Why do you like somebody? It is because he or she gives you happiness.

  • I release my desire to seek happiness through him.

What is actually happening inside me?

The person might change. You could not like him then. If you do not get happiness because of the change in him then you do not want him to change.

  • Here, desire to control is operating. Release that.

I notice, now I have a desire to seek happiness through that person. Thus, everything is conditional, which is our (human) nature.

Ask the question, ‘What is the pleasure or pain that I operate from?’

Desire to control or change is always with us.

As long desire to control is operating, harmony cannot be established as it is compromised. Therefore, change your desire to control.

  • I release my desire to change him.
  • I release my anger about him.

Even if he says good things, you reject it for you do not want his approval (as you dislike him).

Don’t try to correct others

Rosie

I’m a kind of assertive person, childish and pure at heart. But everyone mistakes my words and treats me as a rude/harsh person.

I know I’m a very kind at heart and speak like that for others benefit only. If “my people” are doing something wrong then I go and tell them and ask them to change. However, they understand it wrongly.

Please tell me how to get many ‘good’ friends, attract everyone who surrounds me, and make others understand who I’m really.

Naran

Don’t try to correct others.

Chant “TOGETHER DIVINE” as many times as possible

Communication with Dear Ones

Smiley

Does 5 AM signify anything? Can I send msg to someone (communication gap) by using tapping?

Naran

Download the tapping picture from any site. Write the name of the person. Start tapping

Smiley

Actually I want him to contact me either on net or phone as I don’t have any way to contact him. So I need to know during tapping what I have to affirm.

Naran

1. One should tap oneself first. Tap stating “TOGETHER I accept myself totally”.

This acceptance releases our resistance.

When the desire to change anything or any person operates, the mind is in conflict. The other part of the mind knows that it is futile to change anything. The desiring mind, wants to change everything.

The reality is one has to accept what is happening, releasing the desire to change. Then only our wish or intention or command can have any effect on other person.

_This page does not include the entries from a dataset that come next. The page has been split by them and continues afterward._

Issue #1039, opened 2021-05-18
Create openworld demo "game" (Spring 2021 team)


Justin08784:
Create a sample "game" that demonstrates the work that the openworld team has done since sprint 1–– level-oriented generation and recursive generation. Since the openworld module is not properly integrated into chiventure, monkeypatching will be necessary. We expect to add more features and do some refactoring in the current sprint so production of the demo game will need to be delayed/adjusted accordingly.

Concurrent issues:
Refactoring: #1033, #1034, 
New: #1032, #1035 

This demo will be utilized in our final presentation. We will create a new branch (openworld/demo-spring-2021) for the demo and merge it into `dev` using a PR.

ahmed-sumaiya:
The three of us met today over zoom and decided to work on having the following features displayed in our demo game:
1. Autogeneration of rooms within a radius (n) where n number of rooms are generated randomly around the current room in each direction (north, south, east and west)
2. Level oriented room generation where a room is generated randomly but according to the player's level
3. Item generation with a random probability of appearing in a certain room at a random quantity

Justin08784:
Discovered a bug where filter_speclist_with_difficulty() removes nodes from the original, unfiltered speclist and inserts them into the filtered speclist output.

Steps for reproduction:
In c62c1cb, I added a test to check filter_speclist_with_difficulty() does not alter the original, unfiltered speclist. Simply compile tests and confirm that test unfiltered_unchanged fails.

Justin08784:
Summary of 487abb2:

- hardcoded rspecs, speclist, context, and levelspec 'placeholder variables' that are initialized and referred to by functions
- introduced initialize_sample_structs() to initialize placeholder variables before game execution

_New/Modified CLI commands_
- LEVELNEW <int>, updates player level to given integer
- NUKE, removes and frees all rooms in the game hash except for the original room, "room1". Resets num_built of all rspecs to 0 as well.
- LEVELCHECK, outputs the current player level and the corresponding difficulty level of rooms that will be generated
- COUNT, outputs the number of rooms (total and per difficulty level)
- Changed LEVELGEN so that it takes an integer token to specify number of rooms to be loaded (4 is maximum because it only generates in the compass directions)

Justin08784:
53d669f:
- renamed openworld_example.c (and executable) to openworld-demo-2021.c
- Bug: discovered that 'nuke' CLI command doesn't reset game->curr_room to original room. Fixed to do so.

[...]

PR #1148, opened 2021-05-29
Created an openworld demo game

wmingyan:
This PR is related to issue #1039 for creating a monkey-patched demo game for openworld that showcases the following features we implemented this quarter:
- Level-oriented room generation, where a room is generated according to the player's level
- Recursive generation of rooms within a radius (n), where n layers of rooms are generated around the pivot room in the specified direction (north, south, east, and west in the demo game)

During the implementation of the demo game, a bug in roomspec_to_room that could cause segfault when calling game_free() is called was discovered and fixed.


src/openworld/examples/openworld_example.c
```diff
@@ -0,0 +1,157 @@
...
+char *level_gen(char *tokens[TOKEN_LIST_SIZE], chiventure_ctx_t *ctx)
+{
+    /* This operation has to be called without parameter */
+    if(tokens[1] != NULL)
+    {
+        return "I do not know what you mean.";
+    }
+    
+    /* Create speclist */
+    roomspec_t *roomspec0 = roomspec_new("level_0_room", "A level-0 room.", "A room with difficulty level 0.", NULL);
```
Justin08784, line 55: roomspecs, gencontexts, speclists etc. can be hardcoded as global struct variables outside of the main function. level_gen and recursive_gen can simply use and update these variables instead of having to redefine them with every call. This prevents the addition of duplicate rooms and allows us to call level_gen and recursive_gen multiple times.

Justin08784 (changes requested):
Hardcoded gencontexts will enable us to preserve the current player_level between function calls. This means that implementing a "LEVELUP" CLI command to update player level (as we originally intended) should be possible. I will be making these changes.

Justin08784 (approved):
I have addressed my own changes requested above. See [my comment](https://github.com/uchicago-cs/chiventure/issues/1039#issuecomment-851478701) on the issue to get a more detailed summary of changes (I also fixed a [bug](https://github.com/uchicago-cs/chiventure/issues/1039#issuecomment-851188026) for filter_speclist_with_difficulty()). 

Each CLI command can now be called arbitrarily many times. LEVELGEN now takes a num_rooms token/parameter.

ahmed-sumaiya (approved):
Looks good to me!

src/openworld/examples/CMakeLists.txt
```diff
@@ -0,0 +1,15 @@
...
+               openworld_example.c)
+
+# Link with chiventure libraries
+foreach(example ${OPENWORLD_EXAMPLES})
+    foreach(module ${CHIVENTURE_MODULES})
+        target_link_libraries(${example} ${module})
+    endforeach(module)
+endforeach(example)
+
+add_custom_target(openworld-examples
```
MaxineK36, line 13: nit: might be better to call this something like `openworld-demo-2021`

src/openworld/src/autogenerate.c
```diff
@@ -54,8 +54,12 @@ room_t* roomspec_to_room(roomspec_t *roomspec)
 
     /* we use buff for the room name instead */
     room_t *res = room_new(buff, roomspec->short_desc, roomspec->long_desc);
-    /* instead of taking all the items, just take a few of them */
-    res->items = random_items(roomspec);
+    
+    item_hash_t *items = random_items(roomspec);
```
MaxineK36, line 58: Can you say more about the change being made here?

src/openworld/src/autogenerate.c
```diff
@@ -261,8 +265,9 @@ speclist_t* filter_speclist_with_difficulty(speclist_t *speclist,
         int is_given_difficulty = roomspec_is_given_difficulty(roomlevels, 
                                                                curr->spec, 
                                                                difficulty_level);
-        if (is_given_difficulty == SUCCESS) { 
-            DL_APPEND(filtered_speclist, curr);    
+        if (is_given_difficulty == SUCCESS) {
+            speclist_t *curr_copy = speclist_new(curr->spec);
```
MaxineK36, line 269: & here?

src/openworld/examples/openworld_example.c
```diff
@@ -0,0 +1,300 @@
...
+
+
+const char *banner = "THIS IS AN OPENWORLD EXAMPLE PROGRAM";
+
+
+/* ==== Placeholder sample struct variables ====
+These will be initialized in initialize_sample_structs() */
+
+/* ROOMSPECS
+   Pre-declaring roomspecs like this is important as we need to preserve
```
MaxineK36, line 31: In a full integration, would these go in the chiventure `ctx` struct?

src/openworld/examples/openworld_example.c
```diff
@@ -0,0 +1,300 @@
...
+These will be initialized in initialize_sample_structs() */
+
+/* ROOMSPECS
+   Pre-declaring roomspecs like this is important as we need to preserve 
+   num_built between function calls in order to generate unique rooms. */
+roomspec_t *rspec_lvl0 = NULL;
+roomspec_t *rspec_lvl1 = NULL;
+roomspec_t *rspec_lvl2 = NULL;
+roomspec_t *rspec_lvl3 = NULL;
+
```
MaxineK36, line 37: Would these go in `ctx` as well?

src/openworld/examples/openworld_example.c
```diff
@@ -0,0 +1,300 @@
...
+    }
+    
+    room_t *orig_room = ctx->game->curr_room;
+
+    /* Remove paths from original room. */
+    delete_all_paths(ctx->game->curr_room->paths); 
+    orig_room->paths = NULL;
+
+    /* Temporarily remove original room from hash. */
+    HASH_DELETE(hh, ctx->game->all_rooms, orig_room);
```
MaxineK36, line 118: Are there existing functions for deleting rooms or does this need to be done manually?

src/openworld/examples/openworld_example.c
```diff
@@ -0,0 +1,300 @@
...
+
+    room_t *curr, *tmp;
+    /* Remove all other rooms from hash. */
+    HASH_ITER(hh, ctx->game->all_rooms, curr, tmp) {
+        HASH_DELETE(hh, ctx->game->all_rooms, curr);
+        room_free(curr);
+    }
+
+    /* Reinsert original room into hash. */
+    add_room_to_game(ctx->game, orig_room);
```
MaxineK36, line 128: Given that you're adding this one back, there may be some `free_rooms` or similar function; if so, please use that

MaxineK36 (changes requested):
This looks great! Just a couple of clarifications/things to change to make this example useful for future integration efforts

src/openworld/src/autogenerate.c
Justin08784: I don't think this change is necessary. Will undo.

src/openworld/src/autogenerate.c
Justin08784: Creates a copy of the speclist node to be added to the filtered speclist (output). Previously it was just yoinking nodes out of the unfiltered speclist (input), which caused some problems.

src/openworld/examples/openworld_example.c
Justin08784: I think so, but am not 100% sure.

src/openworld/examples/openworld_example.c
Justin08784: Yes. But instead of having multiple fields for roomspecs, levelspecs etc. I think it would be best to wrap them under gencontext as a sort of neat package for all generation-related info.

src/openworld/examples/openworld_example.c
Justin08784: Yes, there is `delete_all_rooms(room_hash_t *rooms)`–– found [here](https://github.com/uchicago-cs/chiventure/blob/83f706a60e5d100082cb5438de4c4da4f0997631/src/game-state/src/room.c).

As you can see, this function's code is nearly identical to that of mine. However, if I just call `delete_all_rooms(ctx->game->all_rooms)` it crashes. 

Strangely, if I define an identical function `delete_all_rooms2(room_hash_t **rooms` <note the different parameter type>, it works just fine. Thoughts?

src/openworld/examples/CMakeLists.txt
Justin08784: Should I change the name of the .c file as well?

MaxineK36: Yes

src/openworld/examples/openworld_example.c
MaxineK36: Ok, makes sense! Please note that in a comment in the demo file, and (if you're feeling up to it) it would be awesome to open up a backlog issue for this

src/openworld/examples/openworld_example.c
MaxineK36: Hm, that's very odd. Have you figured out at all why it's happening/where the crash is coming from?

src/openworld/src/autogenerate.c
MaxineK36: Ok, sounds good

src/openworld/examples/openworld_example.c
MaxineK36: If they need to be declared before any open world functions are called, they'd need to be in the context struct, which you should note here.

src/openworld/examples/openworld_example.c
MaxineK36: Ok, makes sense! Please note that in a comment in the demo file, and (if you're feeling up to it) it would be awesome to open up a backlog issue for this

MaxineK36 (commented):
Responded to comments

src/openworld/examples/CMakeLists.txt
Justin08784: UPDATE: 53d669f

Misc.:
While tinkering around, discovered that 'nuke' CLI command doesn't reset `game->curr_room` to original room. Fixed.

src/openworld/examples/openworld_example.c
Justin08784: Yes, it's `delete_all_rooms()`. See 868f13a.

To reproduce bug, 'make' debug2 in the openworld examples directory. The `debug2` program simply add 4 rooms to a hash and runs delete_all_rooms() to delete the rooms.

Running the core delete_all_rooms() results in segfault. Running my modified version frees all rooms without leaks (you can check using `valgrind ./debug2` as well).

In my experience, if we want to define a function that adds or deletes elements from a hash using standard uthash functions, the hash table parameter needs to be dereferenced by 1 (so taking a `struct_hash_t**` instead of `struct_hash_t*`). e.g.
```
add_roomlevel_to_hash(&roomlevels, lvl0_roomname, 0); // makes use of HASH_ADD_STR
int add_item_to_hash(item_hash_t **ht, item_t *new_item); // makes use of HASH_ADD_STR
```
In fact, if there are other functions like delete_all_rooms(), I don't how they are functioning properly.

src/openworld/examples/openworld_example.c
Justin08784: Noted: 0edd6b4

src/openworld/src/autogenerate.c
Justin08784: Noted: b4ca0d9

src/openworld/examples/openworld_example.c
MaxineK36: @Justin08784 which other functions are you referring to?

Justin08784: This is the only other example I am aware of so far. 
```
int delete_all_paths(path_hash_t *hash);
```
Every other function that uses uthash macros directly within its function scope always takes the hash table dereferenced by 1 (`struct_hash_t **`). I've added even more examples to prove my point in the above comment.

MaxineK36: @Justin08784 Ok, thanks for tracking that down!
It looks like this function is only called one other place; if you can switch the `delete_all_rooms` function to match the `delete_all_rooms2` function you wrote, and it allows both your demo and the current chiventure to work without crashing, please go ahead and do that! 

If you encounter issues/it won't work with both, let me know, and in that case you'd leave what you have in your demo and we'd make a bug issue for the backlog so that this can be taken care of in future years.

Justin08784: UPDATE: 82afba1

Changes summarized [here](https://github.com/uchicago-cs/chiventure/issues/1039#issuecomment-852776759).

MaxineK36 (approved):
Looks great!

Justin08784:
Closing statement:
Comments by reviewers have been addressed and branch `openworld/add-itemspec` is now merged into dev. The sample game `openworld-demo-spr21` can now be made and run in the `build/src/openworld/examples` directory. This demo game demonstrates level-oriented generation and recursive generation.

Misc Changes:
- filter_speclist_with_difficulty() no longer alters the unfiltered speclist – [(see post)](https://github.com/uchicago-cs/chiventure/issues/1039#issuecomment-851188026)
- delete_all_rooms() now takes a `room_hash_t**` parameter [(see post)](https://github.com/uchicago-cs/chiventure/issues/1039#issuecomment-852776759)–– similar changes should be made to other functions

MaxineK36:
Issue Score: ✔️++

Comments:
Excellent work! Your links in the closing statement are particularly useful.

Wishing or healing the wish is the only option available to us. Manifestation is unpredictable.

2. Do on the paper with the tapping points printed.

Use your wish as a command word.

For example, “Talk to me.  Contact (name of the person) now”.

3. Affirm, “I accept totally what is done by the divine”.

Have a Ball (of Love)

Referring the post: http://marriagemantri.wordpress.com/2013/04/03/husband-says-he-will-never-come-back/

Grace

Why do things such as these happen?

Is it an exercise expelling some internal discord?

Naran

We always want harmony, love and peace.

But we don’t know how to get when we are denied or when are rejected.

Life simply follows physical law.

If you throw a ball on the wall, it rebounds and comes back to you with the same force.

Our thoughts and emotions are like balls thrown at the opposite person.

When we refuse to forgive, we will not be forgiven.

Send a forgiving note you will get back the same.

Send ball of love, which will be returned to you as the ball of love.

Do and do, till we get the same love back.